YOUR OBJECTIVE: Find the word "download" in the records and copy every line where it occurs.

(Stored data entries)
* * * * *

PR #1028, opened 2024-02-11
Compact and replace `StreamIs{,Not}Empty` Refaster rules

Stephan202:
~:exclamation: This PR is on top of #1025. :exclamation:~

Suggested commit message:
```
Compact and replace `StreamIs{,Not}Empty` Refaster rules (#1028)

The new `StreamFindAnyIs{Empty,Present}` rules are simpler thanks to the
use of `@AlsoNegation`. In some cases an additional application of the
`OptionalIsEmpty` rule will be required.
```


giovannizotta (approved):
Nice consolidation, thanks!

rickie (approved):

* * * * *

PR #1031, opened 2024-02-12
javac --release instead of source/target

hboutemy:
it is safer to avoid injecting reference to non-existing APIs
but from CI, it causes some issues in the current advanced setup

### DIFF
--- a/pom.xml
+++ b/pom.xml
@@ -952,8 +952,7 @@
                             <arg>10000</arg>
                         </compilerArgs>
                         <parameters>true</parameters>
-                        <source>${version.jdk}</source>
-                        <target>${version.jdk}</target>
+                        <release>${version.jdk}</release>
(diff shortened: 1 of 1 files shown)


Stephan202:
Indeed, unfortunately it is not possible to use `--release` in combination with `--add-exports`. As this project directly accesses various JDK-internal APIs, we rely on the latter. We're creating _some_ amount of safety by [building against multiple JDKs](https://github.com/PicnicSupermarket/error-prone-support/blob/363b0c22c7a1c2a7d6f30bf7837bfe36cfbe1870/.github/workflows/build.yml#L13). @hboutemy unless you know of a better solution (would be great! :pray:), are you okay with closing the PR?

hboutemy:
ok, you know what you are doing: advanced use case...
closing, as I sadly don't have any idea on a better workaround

* * * * *

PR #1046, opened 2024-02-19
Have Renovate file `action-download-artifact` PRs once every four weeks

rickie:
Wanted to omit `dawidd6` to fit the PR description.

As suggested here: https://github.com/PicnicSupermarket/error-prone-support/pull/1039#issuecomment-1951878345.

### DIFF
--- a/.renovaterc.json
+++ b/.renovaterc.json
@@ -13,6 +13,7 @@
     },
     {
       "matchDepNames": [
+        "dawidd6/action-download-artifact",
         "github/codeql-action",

* * * * *

COMPLETED TASK:
Have Renovate file `action-download-artifact` PRs once every four weeks
+        "dawidd6/action-download-artifact",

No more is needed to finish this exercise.